Florida Chief Financial Officer Alex Sink ordered a 50 percent cut in the 2008 Workers’ Compensation Administration Trust Fund assessment rate.
The reduction is projected to result in as much as $19 million in savings that can be passed on to Florida employers.
“During the past five years, Florida’s healthy workers’ compensation system has led to the addition of 28 new carriers writing workers’ compensation in our state,” Sink said. “A strong economy and tougher compliance efforts have generated significant premium growth, making these reductions to the workers’ compensation trust fund assessment rate possible.”
Florida law requires an annual review of assessments that workers’ compensation carriers and self-insurers pay into the Workers’ Compensation Administration Trust Fund to administer the state’s workers’ compensation system.
The fund pays for the operation of the Department of Financial Services’ Division of Workers’ Compensation. Other programs funded through the WCATF include the Division of Insurance Fraud’s workers’ compensation enforcement activities, the Office of the Judges of Compensation Claims, Medical Services administered by the Agency for Health Care Administration, Vocational Rehabilitation administered by the Department of Education, and Child Labor regulation administered by the Department of Business and Professional Regulation.

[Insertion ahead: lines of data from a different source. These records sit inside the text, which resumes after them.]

PR #1486, opened 2019-02-27
optimize: avoided using strings as code cache keys.

thibaultcha:
This optimization takes advantage of the `luaL_ref()` C API to generate
unique references for Lua buffers (inline and file). This avoids runtime
calls to `lj_str_new()` while invoking Lua handler.

By doing so, we observe reduced CPU utilization and increased throughput
(~2% to ~5% in preliminary tests) in a simplistic hello world handler.
Other benefits of this patch include the simplification of the code
cache keys generation and reduced memory consumption.

In this implementation, a `LUA_REFNIL` code cache reference means that the
associated chunk has not been cached yet. A `LUA_NOREF` code cache
reference applies to Lua file paths and means that this particular file
path has nginx variables and should thus generate its own cache key
(identical to the current implementation).

This patch also fixes an isue with `set_by_lua_file` handlers if those
were specified with nginx variables. We added a new test case for this
behavior which fails on the master branch of this repository (v0.10.14),
but passes with this patch.

### DIFF
--- a/src/ngx_http_lua_accessby.c
+++ b/src/ngx_http_lua_accessby.c
@@ -179,7 +179,7 @@ ngx_http_lua_access_handler_inline(ngx_http_request_t *r)
     rc = ngx_http_lua_cache_loadbuffer(r->connection->log, L,
                                        llcf->access_src.value.data,
                                        llcf->access_src.value.len,
-                                       llcf->access_src_key,
+                                       &llcf->access_src_ref,
                                        (const char *) llcf->access_chunkname);
 
     if (rc != NGX_OK) {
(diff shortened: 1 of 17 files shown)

CFO Sink’s order requires an assessment rate reduction from .50 percent to .25 percent of assessable workers’ compensation premiums. Statute requires that this change be reflected in the next workers’ compensation rate filings approved by the Office of Insurance Regulation after January 1, 2008. The assessment rate has dropped dramatically since 2002 when it was 2.56 percent.

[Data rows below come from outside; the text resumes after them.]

PR #1489, opened 2019-03-04
New API for sending ffi buffer in tcpsock without casting to string

dqminh:
This expose a way to set the tcp upstream socket's request buffer
manually, so we can call write later. The reason this is splitted into 2
functions is because i couldn't find a way to send cdata over in a
cfunction sanely.

Here is roughly how you can use them

```
local ffi = require "ffi"
local base = require "resty.core.base"

local C = ffi.C
local error = error
local errmsg = base.get_errmsg_ptr()
local FFI_OK = base.FFI_OK

ffi.cdef[[
int ngx_http_lua_socket_tcp_ffi_set_buf(ngx_http_request_t *r, void *u, void *cdata_ctx, size_t len, char **err);
]]

local function check_tcp(tcp)
  if not tcp or type(tcp) ~= "table" then
    return error("bad \"tcp\" argument")
  end
  tcp = tcp[1]
  if type(tcp) ~= "userdata" then
    return error("bad \"tcp\" argument")
  end
  return tcp
end

local function ffi_set_buffer(tcp, buffer, len)
  tcp = check_tcp(tcp)
  local r = base.get_request()
  if not r then
    return error("no request found")
  end
  local rc = C.ngx_http_lua_socket_tcp_ffi_set_buf(r, tcp, buffer, len, errmsg)
  if rc ~= FFI_OK then
    return nil, ffi.string(errmsg[0])
  end
  return true
end

local sock = ngx.socket.tcp()
sock:connect("unix:/tmp/go.sock")
sock:settimeout(1000)
ffi_set_buffer(sock, data, len)
sock:ffi_send()
```

### DIFF
--- a/src/ngx_http_lua_socket_tcp.c
+++ b/src/ngx_http_lua_socket_tcp.c
@@ -18,6 +18,11 @@
 #include "ngx_http_lua_contentby.h"
 #include "ngx_http_lua_probe.h"
 
+#ifndef NGX_LUA_NO_FFI_API
+#ifndef LUA_TCDATA
+#define LUA_TCDATA 10
+#endif
+#endif
 
 static int ngx_http_lua_socket_tcp(lua_State *L);
 static int ngx_http_lua_socket_tcp_connect(lua_State *L);
@@ -27,6 +32,11 @@ static int ngx_http_lua_socket_tcp_sslhandshake(lua_State *L);
 static int ngx_http_lua_socket_tcp_receive(lua_State *L);
 static int ngx_http_lua_socket_tcp_receiveany(lua_State *L);
 static int ngx_http_lua_socket_tcp_send(lua_State *L);
+
+#ifndef NGX_LUA_NO_FFI_API
+static int ngx_http_lua_socket_tcp_ffi_send(lua_State *L);
+#endif
+
 static int ngx_http_lua_socket_tcp_close(lua_State *L);
 static int ngx_http_lua_socket_tcp_setoption(lua_State *L);
 static int ngx_http_lua_socket_tcp_settimeout(lua_State *L);
@@ -208,7 +218,6 @@ enum {
         return 2;                                                            \
     }
 
-
 static char ngx_http_lua_req_socket_metatable_key;
 static char ngx_http_lua_raw_req_socket_metatable_key;
 static char ngx_http_lua_tcp_socket_metatable_key;
@@ -295,6 +304,13 @@ ngx_http_lua_inject_socket_tcp_api(ngx_log_t *log, lua_State *L)
     lua_pushcfunction(L, ngx_http_lua_socket_tcp_settimeouts);
     lua_setfield(L, -2, "settimeouts"); /* ngx socket mt */
 
+#ifndef NGX_LUA_NO_FFI_API
+
+    lua_pushcfunction(L, ngx_http_lua_socket_tcp_ffi_send);
+    lua_setfield(L, -2, "ffi_send");
+
+#endif /* NGX_LUA_NO_FFI_API */
+
     lua_pushvalue(L, -1);
     lua_setfield(L, -2, "__index");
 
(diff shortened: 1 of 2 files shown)


src/ngx_http_lua_socket_tcp.c
```diff
@@ -27,6 +27,11 @@ static int ngx_http_lua_socket_tcp_sslhandshake(lua_State *L);
 static int ngx_http_lua_socket_tcp_receive(lua_State *L);
 static int ngx_http_lua_socket_tcp_receiveany(lua_State *L);
 static int ngx_http_lua_socket_tcp_send(lua_State *L);
+
+// send the exising buffer out non-blocking way.
+// buffer should be set using ngx_http_lua_socket_tcp_ffi_set_buf
```
agentzh: Do not use C++-style comments in this module. Please see the C coding style guide for more details:

https://openresty.org/en/c-coding-style-guide.html

src/ngx_http_lua_socket_tcp.c
```diff
@@ -2963,6 +2981,225 @@ ngx_http_lua_socket_tcp_send(lua_State *L)
     return lua_yield(L, 0);
 }
```
agentzh: The nginx coding style requires the use of 2 blank lines to separate function definitions. See the guide mentioned above.

src/ngx_http_lua_socket_tcp.c
```diff
@@ -2963,6 +2981,225 @@ ngx_http_lua_socket_tcp_send(lua_State *L)
...
+        return NGX_ERROR;
+    }
+
+    if (u->write_waiting) {
+        *err = "socket busy writing";
+        return NGX_ERROR;
+    }
+
+    if (u->raw_downstream
+        && (r->connection->buffered & NGX_HTTP_LOWLEVEL_BUFFERED)) {
```
agentzh: When the if condition is in multiple lines, the `{` should be on a separate line by itself. See the guide mentioned above.

src/ngx_http_lua_socket_tcp.c
```diff
@@ -2963,6 +2981,225 @@ ngx_http_lua_socket_tcp_send(lua_State *L)
...
+        return NGX_ERROR;
+    }
+
+    b = cl->buf;
+    b->last = ngx_copy(b->last, cdata_ctx, len);
+    u->request_bufs = cl;
+    u->request_len = len;
+    return NGX_OK;
+}
+
```

src/ngx_http_lua_socket_tcp.c
```diff
@@ -295,6 +299,13 @@ ngx_http_lua_inject_socket_tcp_api(ngx_log_t *log, lua_State *L)
     lua_pushcfunction(L, ngx_http_lua_socket_tcp_settimeouts);
     lua_setfield(L, -2, "settimeouts"); /* ngx socket mt */
 
+#ifndef NGX_LUA_NO_FFI_API
+
```
agentzh: We'd better remove this blank line.

src/ngx_http_lua_socket_tcp.c
```diff
@@ -295,6 +299,13 @@ ngx_http_lua_inject_socket_tcp_api(ngx_log_t *log, lua_State *L)
...
+    lua_pushcfunction(L, ngx_http_lua_socket_tcp_ffi_send);
+    lua_setfield(L, -2, "ffi_send");
+
```
agentzh: Ditto. Please address other similar places.

src/ngx_http_lua_socket_tcp.c
```diff
@@ -295,6 +299,13 @@ ngx_http_lua_inject_socket_tcp_api(ngx_log_t *log, lua_State *L)
     lua_pushcfunction(L, ngx_http_lua_socket_tcp_settimeouts);
     lua_setfield(L, -2, "settimeouts"); /* ngx socket mt */
 
+#ifndef NGX_LUA_NO_FFI_API
+
+    lua_pushcfunction(L, ngx_http_lua_socket_tcp_ffi_send);
```
agentzh: As I mentioned, we should not implement this as a C function.

zhuizhuhaomeng:
Rewrite this PR in https://github.com/openresty/lua-nginx-module/pull/2294.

Since the Legislature passed significant reforms in 2003, Florida’s workers’ compensation rates, or rates that carriers charge employers, have dropped a cumulative 40 percent.
Those Florida employers that are required to secure workers’ compensation coverage for their employees have saved hundreds of millions of dollars on their premiums since 2003.
Meanwhile, thousands more workers are now covered under the system and the average penalty assessed against non-compliant employers has risen from $7,500 to nearly $26,000, stimulating greater compliance.